In the post that I linked to about creating a simple actor using tokio, the author did not focus on the issue of creating an actor that is always run on a single thread (as it is a very niche use case anyway).

The actor tutorial proceed to create an actor handler, which has the following responsabilities:

The thing that I had to come up with was how to start the task that runs my actor in such a way that the task only ever runs on a single thread. The code I had from the tutorial was the following (this does not do what I want):

#[derive(Clone)]
pub struct MyActorHandle {
    sender: mpsc::Sender<ActorMessage>,
}

impl MyActorHandle {
    pub fn new() -> Self {
        let (sender, receiver) = mpsc::channel(8);
        let actor = WasmInstanceActor::new(receiver);
        tokio::spawn(run_wasm_instance_actor(actor));

        Self { sender }
    }

    // some utility methods to talk to the actor...
}

The main issue here is that tokio::spawn just creates a new task and it schedules it on the default runtime. This is not what we want, as it requires stuff to be Send. After some googling, I ended up reading the documentation for LocalSet (which you can find here) which allows a set of tasks to be executed on the same thread. BINGO!

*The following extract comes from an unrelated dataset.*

PR #462, opened 2025-10-31
Store per-session data in OpteeShimTls

sangho2:
OP-TEE has per-session data like `tee_cryp_state` and `tee_obj` to maintain private information like crypto keys and cipher info within the kernel and let a TA reference them using `handles`. This PR stores them in `OpteeShimTls` instead of globally accessible memory. In addition, this PR introduces a session ID pool to allocate/maintain unique session IDs and fixes some bugs in test code.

Following the documentation there I found a way of creating a local set while also being inside a tokio task (as I am, given that I’m handling gRPC requests using tonic). So I slightly changed my actor handler constructor such that:

The code to do this is:

impl MyActorHandle {
    pub fn new(wasm_file: String) -> Self {
        let (sender, receiver) = mpsc::channel(8);
        std::thread::spawn(move || {
            let actor = WasmInstanceActor::new(wasm_file, receiver).unwrap();
            let rt = tokio::runtime::Builder::new_current_thread()
                .enable_all()
                .build()
                .unwrap();
            let local = tokio::task::LocalSet::new();
            local.spawn_local(run_wasm_instance_actor(actor));
            rt.block_on(local);
        });

        Self { sender }
    }

    pub async fn run_wasm_for_message(
        &self,
        message: Message,
    ) -> Result<MessageResponse> {
        let (send, recv) = oneshot::channel();
        let msg = WasmInstanceActorMessage::Run(RunFunctionMessage {
            message,
            respond_to: send,
        });

        let _ = self.sender.send(msg).await;
        recv.await.expect("Actor task has been killed")
    }
}

The original code, which now uses the actor handler looks like:

async fn process_messages(
    &self,
    reqs: RequestStream<Message>,
) -> Result<tonic::Response<Self::ProcessMessagesStream>, Status> {
    let mut request_stream = Box::pin(reqs.into_inner());
    let instance_actor = MyActorHandle::new("some_wasm_file.wasm".to_string());
    let response_stream = try_stream! {
        while let Some(value) = request_stream.next().await {
            let result = instance_actor.run_wasm_for_message(value?)
                .await
                .map_err(|e| Status::internal(e.to_string()))?;
            yield result;
        }
    };

    Ok(tonic::Response::new(
        Box::pin(response_stream) as Self::ProcessMessagesStream
    ))
}

Conclusion

We have learnt why we need types to be Send when using tokio, which is mostly due to the fact that, whenever you await something, you may find yourself in a different thread when you get woken up. Then we have learnt how to deal with types that are not Send when using tokio (and other libraries that build on top of it). I explained a possible solution using an actor which runs on a single thread using LocalSet and by spawning a new OS thread.